Categories

# Approximate TSP Paths

Let’s say you have lots of points, and you want to visit them rapidly. And you’re too lazy to solve the full TSP. How well do different approximations work? That is, how far would you have to travel to visit each point?

Let’s say you have N points that are uniformly randomly distributed in a square with side length W. (It turns out that using a general rectangle is much more complicated, at least for the first step!)

For unordered points, this is basically (N-1)*(expected distance between two random points in a square), yielding $0.5214 N W$.

As a best-case, what is the average optimal TSP path length? They estimate around $0.7 \sqrt{N} W$, but it’s an open question.

Let’s try some rough methods, and estimate their path length. The following image shows examples of the methods:

## Probabilistic Estimates

How about just sorting them by their x-position? Then it will be a zig-zag line moving up and down from left to right. Then we can estimate the average distance between a pair of points. For flexibility, let’s work in a rectangle of width W and height H. First, the x-displacement is roughly exponentially distributed: $p[dx] = \frac{N}{W}\exp\left( \frac{N}{W} dx \right)$, with $E[dx] = W/N$. The y-displacement is the distance between two random points on a line segment of length H, which gives $E[dy] = H/3$. So a decent approximate total distance is $N\sqrt{\left(\frac{W}{N} \right)^2+\left(\frac{H}{3}\right)^2}$. With lots of points, then we have distance $H N/3$, which isn’t great. Better than entirely unordered points, though.

How about breaking it into small squares of width w, and scanning back and forth along the grid of squares? We know the expected length inside a square, but how about the transition? It is an annoying integral, but the expected distance from a random point in one square to the next is nearly 1.0886 w. Then the total scanning distance is the total distance within the squares, and the connecting jumps, which is approximately $N_{squares} * 0.5214 w N_{persquare} + N_{squares}w 1.0886$, which is optimized with $w \approx 1.44 W/\sqrt{N}$, yielding a distance of $1.51 W \sqrt{N}$.

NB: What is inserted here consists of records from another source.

PR #14494, opened 2021-04-20
Remove steps to install buldletool and install new jdk

JavonDavis:
Per discussion in Slack(p1618410985357000), we shouldn't need to install bundletool and the openjdk anymore and we can save ourselves some time in CI by not doing this. This PR removes that step in CI for the release build job.

### DIFF
--- a/.circleci/config.yml
+++ b/.circleci/config.yml
@@ -172,16 +172,16 @@ jobs:
           name: Build Zalpha
           command: |
             if [[ ${APP_VERSION} == *"-rc-"* ]]; then
-              bundle exec fastlane build_alpha skip_confirm:true skip_prechecks:true create_release:true upload_to_play_store:true
+              bundle exec fastlane build_alpha skip_confirm:true skip_prechecks:true create_release:false upload_to_play_store:false
             fi
           no_output_timeout: 15m
       - run:
           name: Build Vanilla
           command: |
             if [[ ${APP_VERSION} == *"-rc-"* ]]; then
-              bundle exec fastlane build_beta skip_confirm:true skip_prechecks:true create_release:true upload_to_play_store:true
+              bundle exec fastlane build_beta skip_confirm:true skip_prechecks:true create_release:false upload_to_play_store:false
             else
-              bundle exec fastlane build_and_upload_release skip_confirm:true skip_prechecks:true create_release:true upload_to_play_store:true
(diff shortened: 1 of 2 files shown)


AliSoftware (changes requested):
Tested by:

 - Adding a temporary commit 3bb2b8c to temporarily disable the creation of GH release and upload to PlayStore on Release Builds, which I planned to revert after the tests
 - Then triggered a release build using `bundle exec fastlane trigger_release_build branch_to_build:update/ci_install_other_tools`

The CI [failed (see here)](https://app.circleci.com/pipelines/github/wordpress-mobile/WordPress-Android/23209/workflows/9778e0f4-dde6-4c01-acb9-ca93072cf13c/jobs/103897) while trying to run `bundletool` – so it seems we still have places where it's invoked.

I still think we don't need those invocations to `bundletool`, so the solution is to just remove them.

Note: I kept the 3bb2b8c temporary commit in for now so that you can test as you fix the PR. We should just be sure not to forget to revert that temporary commit before merging this PR.

.circleci/config.yml
```diff
@@ -180,16 +172,16 @@ jobs:
           name: Build Zalpha
           command: |
             if [[ ${APP_VERSION} == *"-rc-"* ]]; then
-              bundle exec fastlane build_alpha skip_confirm:true skip_prechecks:true create_release:true upload_to_play_store:true
+              bundle exec fastlane build_alpha skip_confirm:true skip_prechecks:true create_release:false upload_to_play_store:false
```
AliSoftware: Introduced via temporary commit 3bb2b8c4a797d6cdc1a01863f6b4dc9e236fa5e2, which I made in order to be able to test the PR by trigger a Release Build… without creating a GitHub Release nor a PlayStore entry.

🚨 So just a reminder that this commit needs to be reverted once we've tested everything (and ensured `fastlane trigger_release_build` succeeds) before we finally merge this PR.

JavonDavis:
Actually thought we had removed the invocations prior to this and just needed to remove the installation! Thanks for testing this out @AliSoftware  🙇

AliSoftware (approved):
Latest changes looks good so approving. 👍 

But let's wait for the application of that same change on the release branch then testing this with the creation of a real beta (since we need one anyway) – to ensure it works in the real case before merging this one, just in case.

JavonDavis:
Merging and closing since this worked well in the real case in the 17.2 Beta 3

How about scanning back and forth on the image? That is, cutting the image into bands, and sorting by position on that band. Using the result just above, if we have B bands, then $H=W/B$, so distance is $B N/B\sqrt{\left(\frac{W}{N/B} \right)^2+\left(\frac{W}{3B}\right)^2}+B H$. Minimizing this length gives $B=\sqrt{N/3}$, yielding distance $W \sqrt{2N/3} \approx 0.81 \sqrt{N} W$. This is a serious improvement over just y-sorting, and a moderate improvement over the square-clumping.

## Numerical Experiments

Doing math is always fun, but sometimes it’s not quite tied to reality. Let’s run some tests.

With my greedy TSP algorithms, the method that adds the closest point to the end of the path yields about $0.87\sqrt{N} W$, and the greedy loop method has around $0.81 \sqrt{N} W$. That’s pretty good, but quite expensive to compute.

Here’s a plot of the numerical and analytic results. The analytic models were much too pessimistic for the series of squares, and slightly optimistic for the linear scanning. On the bright side, they did a good job estimating the optimal size for the squares and rows. Theory is solid lines, numerical experiments are dots. The x-axis is basically the row width, and the y-axis is the scaled total distance.

The linear scan works just fine! Of course, this is for uniformly distributed random points. If instead we use blue-noise points, everything gets worse, but the linear scan method still works decently.

What about using everyone’s favorite space-filling Hilbert curve? With random points, and high resolution, this results in a total length of about $0.98\sqrt{N} W$. And with non-uniform points, the Hilbert approach is still pretty good, doing about 20% worse than the greedy loop method, where the scan does 30% worse. The Hilbert curve is particularly useful because of its locality-preserving properties.